Monday, January 4, 2010

It Is Not A Want It Is A Need...

TO QUIT SMOKING



Why is it hard to stop smoking? This is not a New Year's resolution for me to stop smoking because I have the desire to quit smoking every day. My addiction to Nicotine has been going on for over thirty years. I said I would quit when cigarette cost first start increasing many moons ago. I said I was going to quit smoking when smoking was no longer allowed in the work place many moons ago. Finally, I said I was going to quit in 2007 when my brand of cigarettes increased to $7.50 a pack, but all I did was switch to a brand (Salem Lights 100)that cost what my brand use to cost. There is no doubt in my mind that smoking is very harmful to me, but I tried all the stop smoking aides and going Cold Turkey with no success. I also know I could save $1,680 a year if I stop smoking. Hell, not only will I be taking better care of my health I would also be saving a hell of lot of money. Just the thought of what I can do with $1,680 during these economical times is endless.

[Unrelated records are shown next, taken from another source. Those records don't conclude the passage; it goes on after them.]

PR #1237, opened 2025-12-02
Updates to DipEdge documentation.

### LINKED ISSUE #1220: Default parameters for DipEdge element
Is it worth pointing out that the default for the K2 parameter in the DipEdge element corresponding to MAD-X FINT is now 1.0, while the default for FINT in MAD-X is 0? It doesn't matter if the gap g is 0, but if g is nonzero you will see differences. It's something that people simulating MAD-X lattices in ImpactX should be aware of.

cemitch99:
This PR makes a few changes to the documentation of the DipEdge element.

In particular, this is meant to address / close #1220

### DIFF
--- a/docs/source/usage/parameters.rst
+++ b/docs/source/usage/parameters.rst
@@ -338,6 +338,8 @@ If ``model = "linear"``, then the linearized map is used.  This model is identic
 
 when expanded to first order in ``g/rc`` (gap / radius of curvature).
 
+By comparison, note that the MAD-X DIPEDGE element uses as input the half-gap ``HGAP = g/2``, and sets the default value ``FINT = 0`` (while the corresponding default value of ``K2`` is set to 1).
+
 This requires these additional parameters:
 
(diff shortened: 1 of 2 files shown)


docs/source/usage/parameters.rst
```diff
@@ -346,7 +348,7 @@ This requires these additional parameters:
 * ``<element_name>.R`` (``float``, in meters) scale length for the field integrals (default: ``1 m``)
 * ``<element_name>.K0`` (``float``, dimensionless) normalized field integral for fringe field
```
ax3l: @cemitch99 should the default value here also be `pi/6`?

cemitch99: @ax3l Oh, several lines above it is mentioned that the defaults come from the reference cited, but I didn't list them explicitly here.  I can add those values.

ax3l (approved):
Thank you, looks great!

PR #1239, opened 2025-12-03
Source: `active_once = True`

ax3l:
Add an option `active_once` to the `Source` element. This controls if the source should only inject particles when tracking through lattice period 0. This is useful when defining rings or periodic channels with a source that shall only inject particles once.

Breaking change: `active_once = True` is also the new default, since it is the most common use case.

Thanks to @egstern for raising this! :pray:


egstern (commented):
Looks good.

egstern (approved):

PR #130, opened 2023-05-12
Updated parts to the last version

sergio-costas:
This MR updates the parts to the last version, and also adds the "source-depth" tag to all the parts to reduce the required bandwidth and disk space to build the snap.

Also, it adds some extra updatesnap tags.

It doesn't update GLib to version 2.76 yet.

### DIFF
--- a/snapcraft.yaml
+++ b/snapcraft.yaml
@@ -38,6 +38,7 @@ parts:
     plugin: nil
     source: https://github.com/ninja-build/ninja.git
     source-tag: 'v1.11.1'
+    source-depth: 1
     override-build: |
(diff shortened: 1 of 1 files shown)


soumyaDghosh:
Kindly update the gtk4 version to 4.11 because the latest gnome incubator apps like snapshot need that

sergio-costas:
> Kindly update the gtk4 version to 4.11 because the latest gnome incubator apps like snapshot need that

AFAIK, gtk 4.11 is a development version, so it should not be used in a stable system.

kenvandine (approved):
Thanks!

PR #131, opened 2023-05-15
Fix thumbnailer

sergio-costas:
This patch fixes the thumbnails in cheese.


kenvandine (approved):
👍

jbicha:
I think I rebuilt cheese against the updated gnome42-2204-sdk but I can't tell.

The thumbnails are not working in the cheese snap. Do you want me to open an issue somewhere for this? Where?

seb128:
you shouldn't need a rebuild of cheese but did we get a gnome-42-2204 build including the change?

kenvandine:
Not yet... But I'll kick that off

PR #134, opened 2023-05-18
DT-1290: Add libva, intel-gmm and intel-media-driver

sergio-costas:
This patch adds the libAV library with DRI3 support, the Intel Graphics Memory Manager library (needed for the driver) and the Intel Media Driver.

### DIFF
--- a/snapcraft.yaml
+++ b/snapcraft.yaml
@@ -1427,8 +1427,62 @@ parts:
         sed -i 's#includedir=/usr#includedir=${prefix}#' $PC
       done
 
+  libva:
+    after: [ libtool, meson-deps, libayatana-appindicator ]
+    source: https://github.com/intel/libva.git
+    source-tag: '2.18.0'
+    source-depth: 1
+    plugin: meson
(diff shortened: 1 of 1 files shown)


snapcraft.yaml
```diff
@@ -1427,8 +1427,62 @@ parts:
         sed -i 's#includedir=/usr#includedir=${prefix}#' $PC
       done
 
+  libva:
+    after: [ libtool, meson-deps, libayatana-appindicator ]
```
kenvandine, line 1431: Does libva really need to be after libayatana-appindicator?

kenvandine (changes requested):

snapcraft.yaml
sergio-costas: Not really... it was just to build it "in order".

sergio-costas:
Anyway, as I see, firefox still uses gnome-3-38...

kenvandine (approved):
Thanks, this is good to land

PR #135, opened 2023-05-18
Update to GLib 2.76

sergio-costas:
This PR updates GLib to version 2.76. It should be applied when it is considered safe.


sergio-costas:
@kenvandine If the "gnome-42-contents" snap with GLib 2.76 has been published and produced no negative reactions, then it should be safe to publish this...

kenvandine (approved):
I do think this is safe now

PR #137, opened 2023-05-19
Fix GLib build

sergio-costas:
When updating to GLib 2.76, the patch for snap must be removed, because it is already merged.


kenvandine (approved):
Thanks!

People say you have to want to stop smoking, believe it or not I WANT TO STOP SMOKING and I NEED TO STOP SMOKING. The following smoking aides did not work for me because I experienced severely more than one of the side effects that comes with taking them such as mood or behavior changes, anxiety, panic attacks, trouble sleeping, or if you feel impulsive, irritable, agitated, hostile, aggressive, restless, hyperactive (mentally or physically), more depressed, or have thoughts about suicide or hurting yourself, changes in dreaming or sleeping pattern, constipation, gas, nausea, vomiting.

Wellbutrin

Zyban

Nicorette Gum

Nicotine Patches

Chantix

Going Cold Turkey did not work for me because I experience some of the above mentioned side effects and I morphed into Linda Blair on the fourth day of not having nicotine. However, I decided January 05, 2010 I am going to go into the depth of hell. I am about to battle the desire to continue to feed my body nicotine. I went into the depth of hell and made it back when I quit giving my body morphine to battle my pain because I knew the morphine was killing me. I should be able to quit giving my body nicotine, especially since I know it is the root of some of my medical problems and it is slowly killing me and I can use the money.

I know it is going to be hard for me, therefore, I ask my virtual buddies to have me in their prayers as I fight to surpress and eventually kill the desire of wanting my last demon called Nicotine. I will keep you guys posted on my progress.
I will also remind myself as I go through this process that "I can do all things through Christ who STRENGTHENS ME."